Single by Tony Christie
- A-side: "Avenues and Alleyways"
- B-side: "I Never Was A Child"
- Released: 20 October 1972
- Genre: Pop
- Label: MCA
- Songwriters: Mitch Murray, Peter Callander

Tony Christie singles chronology
| "My Love Song" (1972) | "Avenues and Alleyways" (1972) | "Love and Rainy Weather" (1973) |

= Avenues and Alleyways =

1973 single by Tony Christie

"Avenues and Alleyways" is a 1972 single recorded by Tony Christie as the theme song for the television series The Protectors. It was written and produced by Mitch Murray and Peter Callander, who were also responsible for Christie's "Las Vegas" and "I Did What I Did for Maria". The song initially appeared on the album With Loving Feeling, released in 1972.

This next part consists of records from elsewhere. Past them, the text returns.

PR #2019, opened 2019-03-04
Remove skipped test that we don't intend to fix

stenington:
🗑


stenington:
I searched for some of the strings the tests check for, and they only show up in the test. I think we're in the clear to remove these.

Following the chart-topping success of the re-release of "(Is This the Way to) Amarillo" in 2005, "Avenues and Alleyways" was also re-released and peaked at No. 26 on the UK Singles Chart; on its original release, it had only reached No. 37. On the New Zealand Listener charts in 1973 it reached No.4. It is included on the soundtrack to the 2000 film Love, Honour and Obey, starring Ray Winstone and Jude Law.